Missions, Media, and Global Capitalism: A Review of "The Tailenders" (2005) by Adele Horne

Lauren F. Turek

Happy Thanksgiving everyone!



Recently, as part of its 2014-15 Religion and Politics Film Series, the John C. Danforth Center on Religion and Politics at Washington University in St. Louis held a film screening and discussion of The Tailenders (2005) with filmmaker Adele Horne. The documentary follows missionaries from the Global Recordings Network (GRN), an organization founded in Los Angeles in 1939, as they travel to the Solomon Islands, Mexico, and India to produce gospel messages in as-yet-unrecorded languages. According to their website, the GRN has recorded Bible stories in over 6,000 languages. They estimate that there are over 8,000 languages or dialects spoken in the word, more than half of which exist in just eight countries. The Solomon Islands, Mexico, and India are home to 769 different languages. In an effort to spread the gospel to all people in their native languages, GRN travels to remote areas or to migrant worker communities to record Bible messages in these “tailender” languages—some of the last, they claim, to be reached by missionaries and recorded.

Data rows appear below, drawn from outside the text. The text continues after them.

PR #455, opened 2024-04-24
fix reverse ipv6 lookup test flake

Luap99:
The test assumed that we have a fdxx:... addresses which is what we should be getting normally, however the ipv6 subnet generator had a bug that caused it to create fdx:... sometimes which is different as ipv6 allows us to omit leading zeros, thus we actually have 0fdx which is not in the range we want to use at all.

So simply fix this by creating the proper subnet so that if the random number was less than 16 we add the leading zero add the proper place after fd.


Luap99:
@lsm5 Should we drop the RHEL 8 tasks?
`        Repository 'epel-8-x86_64' does not exist in project 'rhcontainerbot/podman-next'.`

Luap99:
@baude @mheon PTAL

PR #458, opened 2024-05-02
[skip-ci] Packit: enable rhel10, c10s tests and c10s downstream sync

lsm5:
This commit will enable downstream syncing to CentOS Stream 10. The centos maintainer will need to manually run `packit propose-downstream` and `centpkg build` until better centos integration is in place.

This commit will also help to ensure that RHEL tests are run using copr rpms built on rhel (epel) environments, while CentOS Stream tests are run using rpms on centos stream environments.

RHEL-10-Beta tests will need to depend on CentOS Stream 10 rpms until RHEL-10/EPEL-10 copr targets are available.

The `prepare` steps in the TMT tests have been rewritten to be more idiomatic and to account for CentOS Stream 10 / RHEL 10.

PR #459, opened 2024-05-06
[skip-ci] Packit: separate `packages` key for rhel jobs

lsm5:
This should prevent status reporting issues as encountered in https://github.com/containers/aardvark-dns/pull/458 . The possible cause for the error was packit getting confused between two separate copr jobs with the same parameters but different targets.

Having a separate `packages` key for rhel jobs should make it easier for packit to do the right thing.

The documentary provides a glimpse into the methods by which GRN operates, including the fascinating creation of low-tech, hand-wind media players that missionaries distribute to the people they are seeking to evangelize. Horne’s interest in the interrelationship between mass-media technologies, missionary activity, and global capitalism shines through the film. At one point she asserts, “American Protestantism…is a fusion of belief in the power of God and the power of machines. American evangelicals pioneered marketing and mass communication. They sought to deliver to glory the maximum number of souls possible, using the most effective mass-media technologies available.” Horne details how GRN designs its recordings and playback devices to encourage repetitive listening, and, thus, more effective evangelism. She also notes that GRN focuses its missionary efforts on reaching people displaced and impoverished by the spread of global capitalism. In the film, the missionaries state that they believe that displacement or the threat of displacement renders the individuals they target more receptive to the gospel. Horne acknowledges this as well, but also highlights the manner in which conversion to Protestant Christianity ties converts to global capitalism, stating, “Where Protestant missionaries go, industrial capitalism follows. To convert to evangelicalism is to replace indigenous collectivity with the pursuit of individual economic gain.”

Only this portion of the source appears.